We have power cycled the switch a couple times. The switch at the bottom shows link for both fiber ports in the LAG and it is sending packets up the fiber but nothing is coming back down. The management IP of the switch is static. Nothing shows up in the MAC table for the fiber ports at the bottom. Switch on the tower is running 1.4.7rc14 and is a WS-8-150-DC.
Question 1: Is there any way to regain control of this switch short of a hard reset?
Question 2: STP related? The fact port 3 got designated as ROOT and then we powered down that port cause this?
Question 3: Should STP be enabled on ports connected to APs (PtMP APs) serving customers?
From what I know about STP, when the switch reboots, it should determine patch cost and roles so rebooting it should shake it free from port 3 thinking it is root or the fiber LAG as being NDP - which is the state it appears to be in?

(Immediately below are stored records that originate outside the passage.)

Issue #6, opened 2016-12-15
Convenience function for dumping SQL


bitemyapp:
This is a touch annoying at the moment.

Optional prettified rendering would be nice too.

PR #133, opened 2019-08-28
Render queries as Text

parsonsmatt:


bitemyapp:
I've needed this semi-frequently. Let me know if the build needs cleaned up. @parsonsmatt

Vlix:
Seems like the same issue I had when trying to make it work locally vs. Travis?
Since I had to up the PSQL version to 10 (for specific JSONB operators), the PSQL port is now 5433, instead of 5432. (or the other way around?) but somewhere that might have to be adjusted before it'll build on Travis.

When working on the JSONB PR locally it would just work with 5432 (or 5433, can't remember), but then Travis complained if it wasn't set to the other before pushing.


From the failed Travis build:

```
$ echo "CREATE USER esqutest WITH PASSWORD 'esqutest';" | psql postgres
psql: could not connect to server: No such file or directory
	Is the server running locally and accepting
	connections on Unix domain socket "/var/run/postgresql/.s.PGSQL.5433"?
The command "echo "CREATE USER esqutest WITH PASSWORD 'esqutest';" | psql postgres" failed and exited with 2 during .
```

bitemyapp:
I believe this fixes #6

PR #138, opened 2019-09-17
Fix LeftOuterJoin example in README.

K0Te:
LeftOuterJoin example in README contains typo and doesn't type check.
This PR fixes it.


parsonsmatt:
Thanks!

Issue #56, opened 2017-10-08
upsert/upsertBy Support


FintanH:
Had to fall back to Persistent when using `upsertBy`. I believe `upsertBy` was imported from esqueleto but I had to use the following to type check:

```
import qualified Database.Persist as P

upsertFoo foo = upsertBy (UniqueName $ name foo) foo [FooBar P.=. bar d]
```

where I'd imagine the syntax being:

```
import Database.Esqueleto

upsertFoo foo = upsertBy (UniqueName $ name foo) foo [foo ^. FooBar =. bar d]
```

PR #147, opened 2019-09-26
removed persist's PersistUniqueWrite and add upsertBy and upsert

JoseD92:


JoseD92:
@bitemyapp I add upsertBy and upsert functions that use the types of esqueleto, with this, the expression on #56 can  be written as `upsertFoo foo = upsertBy (UniqueName $ name foo) foo [FooBar =. bar]` a bit different than requested but makes more sense this way.

I had to remove `PersistUniqueWrite` class imported from persist, because the class was defining the types it had to go, but I have not re implemented deleteBy, insertUnique and putMany but should not be difficult to do. Either we rename esqueleto's upsertBy and upsert so they don't collide with persist's or we create our own version of `PersistUniqueWrite`, I personally prefer the last option that way we can specialize the functions for each backend. The implementation I made for upsertBy and upsert work for postgres but not sure for other backends, that is why I say we should make our own  `PersistUniqueWrite` but want to know you opinion.

After deciding what to do with upsertBy and upsert I will add some test, so don't merge anything yet.

bitemyapp:
This PR mingles reformatting with new functionality, closing. Please make a new PR with only the changes necessary for `upsert`/`upsertBy`.

PR #221, opened 2020-10-29
Deprecate ToAliasT and ToAliasReferenceT

arthurxavierx:
Before submitting your PR, check that you've:

- [x] Bumped the version number

After submitting your PR:

- [x] Update the Changelog.md file with a link to your PR
- [ ] Check that CI passes (or if it fails, for reasons unrelated to your change, like CI timeouts)

---

This PR deprecates the `ToAliasT` and `ToAliasReferenceT` type families, as both are just the identity on types. This makes it possible for library users to define their own `ToAlias` and `ToAliasReference` instances, which is particularly useful when you're using a custom data type (with a `SqlSelect` instance) in queries.

~~I'm not entirely sure of why we need `ToAliasT` and `ToAliasReferenceT` if in all cases `ToAliasT a ~ a` and `ToAliasReferenceT a ~ a`; maybe they could be removed?~~

Resolves #211

PR #225, opened 2020-10-29
Simplify ToFromT

### LINKED ISSUE #222: Refactor ToFromT
Currently ToFromT does too much. In addition to providing the result type of a ToFrom instance it also is handling type errors for the different join kinds. This prevents it from becoming an associated type family. By extracting out the type error parts we can associate it. 

Already started work on this at https://github.com/foxhound-systems/esqueleto/tree/simplify-type-families

belevy:
Simplify ToFromT moving the overlapping bits out and into their own closed type families with a single purpose. This seems like positive change. 
Make ToMaybeT into an associated type family in the vein of #221 

fix #222

After submitting your PR:

### DIFF
--- a/.gitignore
+++ b/.gitignore
@@ -5,3 +5,5 @@ stack.yaml.lock
 .cabal-sandbox/
 cabal.sandbox.config
 .hspec-failures
+*.swp
+*.swo
--- a/.gitignore
+++ b/.gitignore
@@ -5,5 +5,3 @@ stack.yaml.lock
 .cabal-sandbox/
 cabal.sandbox.config
 .hspec-failures
-*.swp
-*.swo
--- a/src/Database/Esqueleto/Experimental.hs
+++ b/src/Database/Esqueleto/Experimental.hs
@@ -753,6 +753,7 @@ class ToFrom a where
     type ToFromT a
     toFrom :: a -> From (ToFromT a)
 
+-- @since 3.4.0.1
 type family FromOnClause a where
     FromOnClause (a, b -> SqlExpr (Value Bool)) = b
     FromOnClause a = TypeError ('Text "Missing ON clause")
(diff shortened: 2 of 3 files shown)


.gitignore
```diff
@@ -5,3 +5,5 @@ stack.yaml.lock
 .cabal-sandbox/
 cabal.sandbox.config
 .hspec-failures
+*.swp
+*.swo
```
parsonsmatt, line 9: fwiw this should go in your `~/.gitconfig` : https://git-scm.com/docs/gitignore

belevy:
@parsonsmatt did i get the styling right?

src/Database/Esqueleto/Experimental.hs
```diff
@@ -779,103 +750,149 @@ type family ErrorOnLateral a :: Constraint where
...
+    type ToFromT (LeftOuterJoin a b) = FromOnClause b
     toFrom = undefined
-instance {-# OVERLAPPABLE #-} ToFrom (RightOuterJoin a b) where
-   toFrom = undefined
 instance {-# OVERLAPPABLE #-} ToFrom (FullOuterJoin a b) where
+    type ToFromT (FullOuterJoin a b) = FromOnClause b
+    toFrom = undefined
+instance {-# OVERLAPPABLE #-} ToFrom (RightOuterJoin a b) where
+    type ToFromT (RightOuterJoin a b) = FromOnClause b
+    toFrom = undefined
```
parsonsmatt, line 771: These `undefined`s are kinda weirding me out. If we're not ever calling them, should we delete the method? If we are calling them, shouldn't we implement these?

parsonsmatt:
Formatting looks good

src/Database/Esqueleto/Experimental.hs
belevy: These instances are the defaults that throw the type error. They are undefined to suppress the warning caused by not defining ToFrom.

belevy: If you have a better implementation I am not stoked about how the Type errors work. But it's still better than what was there before in my mind

parsonsmatt: Ooh, I see. It's a bit indirected, but it makes sense.

parsonsmatt (approved):
i dig it

parsonsmatt:
this is g2g pending those checkboxes

PR #226, opened 2020-10-30
Support persistent-2.11

parsonsmatt:

After submitting your PR:

Pending release of `2.11` on Hackage, of course, but want to ensure that we're tracking changes.


src/Database/Esqueleto/PostgreSQL.hs
```diff
@@ -205,17 +206,25 @@ upsertBy
...
+            throw (UnexpectedCaseErr OperationNotSupported)
+        Just upsertSql -> do
+            let (updateText, updateVals) =
+                    updatesText sqlB
+                queryText =
+                    upsertSql entDef uniqueFields updateText
+                queryVals =
+                    addVals updateVals
+            xs <- rawSql queryText queryVals
+            pure (head xs)
```
parsonsmatt, line 222: `connUpsertSql` was changed to take the field names directly. This is the only semantic change in the PR.

src/Database/Esqueleto/PostgreSQL.hs
```diff
@@ -205,17 +206,33 @@ upsertBy
...
+                upsertSql entDef uniqueFields updateText
+            queryVals =
+                addVals updateVals
+        xs <- rawSql queryText queryVals
+        pure (head xs)
+#else
+    uDef = toUniqueDef uniqueKey
     handler conn f = fmap head $ uncurry rawSql $
         (***) (f entDef (uDef :| [])) addVals $ updatesText conn
+#endif
```
parsonsmatt, line 235: not a huge fan of CPP but it'd be nice to keep this available to 2.10 for a bit

PR #232, opened 2020-12-04
Also export ValidOnClauseValue

Vlix:
This is a constraint on `on`, but not exported, so you have to go into the source to see what it does. Exporting makes this easier.

(I don't think any `ChangeLog` or version edits are necessary for this)


parsonsmatt:
This exports a new term, which would be a minor change, and thus requires an entry in the changelog and a new version.

parsonsmatt:
fixed the CI stuff in #233 , merge that in and try again?

Vlix:
@parsonsmatt should be fine now? :+1:

parsonsmatt:
thanks so much!

PR #236, opened 2021-01-12
Correct unsafeSqlBinOp to correctly set parens

### LINKED ISSUE #235: WHERE expressions sometimes need parens and don't get them
For example:
```
q :: SqlQuery (Value Int)
q = do
  where_ (subSelectUnsafe (pure (val True)))
  pure (val 0)
```
renders as
```
SELECT ?
WHERE SELECT ?
```

which is a syntax error, at least under Postgres. I commented on #79 already thinking it was related, but after a second look I'm not sure.

If we generated this instead, I think we'd be okay.
```
SELECT ?
WHERE (SELECT ?)
```

I think this might be due to the parens field of `ERaw` being ignored in `makeWhere`:

```haskell
makeWhere :: IdentInfo -> WhereClause -> (TLB.Builder, [PersistValue])
makeWhere _    NoWhere                       = mempty
makeWhere info (Where v) = first ("\nWHERE " <>) $ x info
  where
    x =
        case v of
            ERaw _ f             -> f
            EAliasedValue i _    -> aliasedValueIdentToRawSql i
            EValueReference i i' -> valueReferenceToRawSql i i'
            ECompositeKey _      -> throw (CompositeKeyError -> EsqueletoError
CompositeKeyErr MakeWhereError)
```

belevy:
Fixes
#235 

After submitting your PR:

### DIFF
--- a/src/Database/Esqueleto/Internal/Internal.hs
+++ b/src/Database/Esqueleto/Internal/Internal.hs
@@ -2195,7 +2195,7 @@ unsafeSqlCase when v = ERaw Never buildCase
 -- In the example above, we constraint the arguments to be of the
 -- same type and constraint the result to be a boolean value.
 unsafeSqlBinOp :: TLB.Builder -> SqlExpr (Value a) -> SqlExpr (Value b) -> SqlExpr (Value c)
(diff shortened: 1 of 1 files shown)


belevy:
Need to update the Postgres module to add correct parens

As far as gaining control of switch should be simple, use ONE of the fibers by unplugging the other.
You may need to power cycle them?
Your main problem occurred because your did not have LACP setup at all.
You only specified the Key on one end and you failed to enable LACP ports on both switches.
At this point you have a LOOP which RSTP was trying to deal with the loop but if all your switches have RSTP enabled then things would shift around when you unplug things and depending on your RSTP settings a new Root may be established.
Re: I wish I was smarter (LAG vs STP)
Posted: Thu Apr 06, 2017 5:12 pm
by cwachs
We did have LACP setup and working - after those screen shots were sent. Key was 10 on both ends using an active LACP. Both ports on top and bottom were enabled. We tested it by dropping a fiber and the LACP functioned as it should. That was all post screen shot where we were not using LACP.
About 12 hours after putting the LACP into action, we lost the switch when we powered down a POE port at the top of the tower. That same POE port had been designated ROOT even though it was attached to an AP serving customers. None of the customers below it can have DHCP traffic coming upstream - or radios do not allow that.
We have power cycled the radio a couple times. I have turned off both of the fiber ports separately. We tried turning off the LACP at the bottom and shutting off one of the fiber ports. Nothing gets any packets to return from the top of the tower.
I have TFTP auto backup enabled so I have a copy of the latest working config just before and just after we turned off the POE power at the top switch.